Metalwings „For All Beyond“

(Eigenpressung)
Für dieses überraschend hochwertige Debütalbum wurde gewiss kollektiv sehr viel Liebe und Hingabe investiert. Mit einer buchstäblich wunderbaren und dazu auch noch vollkommen natürlich belassenen Stimme, die in vielerlei Tonlagen direkt unter die Haut zu brillieren vermag, präsentieren sich die Bulgaren.

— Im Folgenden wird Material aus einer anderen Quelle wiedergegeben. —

PR #199, opened 2019-04-18
fix: travis config

fsdiogo:
Removes `npm run test` as we don't have any test for now and was breaking the CI for the lack of `-` when running multiple scripts.

### DIFF
--- a/.travis.yml
+++ b/.travis.yml
@@ -5,9 +5,9 @@ cache:
   directories:
     - node_modules
 before_script:
-  npm install
+  - npm install
 script:
-  npm run build
+  - npm run build
 notifications:
   email: false
 deploy:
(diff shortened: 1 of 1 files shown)


.travis.yml
```diff
@@ -7,7 +7,6 @@ cache:
 before_script:
   npm install
 script:
-  npm test
   npm run build
```
olizilla: Please add hyphes for all the things so that we're less likely to hit the issue again.
```suggestion
  - npm run build
```
same for the `before_script`. Notice how travis shows all there recommended configs with hypenated lists for all the things, even lists of 1: https://docs.travis-ci.com/user/languages/javascript-with-nodejs/#ember-apps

Dass Frontfrau und Violinistin Stela Atanasova ihre klassische Ausbildung in vollen Zügen genossen haben muss, hört man deutlich. Aber auch das superbe Songwriting wurde instrumentell auf allen Plätzen souverän umgesetzt. „For All Beyond“ zeigt die schwärmerisch getränkten und gefühlvoll veranlagten Sehnsuchtsnoten des hoch befähigten Sextetts von der hörenswertesten und zeitlosesten Seite. Solche prunkvollen und majestätischen Arrangements erwartet man eher nicht von Musikanten aus diesem Balkanstaat. Die voluminöse und glasklare, vorbildlich an den facettenreichen Sound angepasste Produktion unterschlägt zudem nichts, was den Reiz dieser spannenden Scheibe mitsamt dem gewissen Flair für keltische Feinheiten ausmacht. Zwei Songs der längst vergriffenen 2016er EP „Fallen Angel In The Hell“ sind vertreten, nämlich deren verführerisch schönes Titelstück und das düster beschwingte, mit ganz großer Melodie versehene „Immortal Metal Wings“. Einer der markantesten Vorzüge der Band, die Gabe zur authentischen Transformation von Empathie, zeigt sich auch im betont emotional inszenierten Titelsong. Dieser, überdies auch als reine Instrumentalversion mit dabei, überzeugt als schnell ins Ohr gehender Kunstakt, mit einer überwältigend epischen und fesselnd theatralischen Note. An Kraft und Dynamik mangelt es hier auch nicht, wie die zahlreichen Power Metal-Ausflüge dokumentieren. Ein wirklich erlesenes, vor Eleganz strahlendes Werk für Gourmets, Genießer und Visionäre. Wenn es sich nur fair für Metalwings entwickelt, dann wird man ihren Namen in einem mit Populären wie Nightwish, Within Temptation, Xandria und Sirenia nennen!
Mike Stahl

Rezension aus Sonic Seducer, Ausgabe 05/2018.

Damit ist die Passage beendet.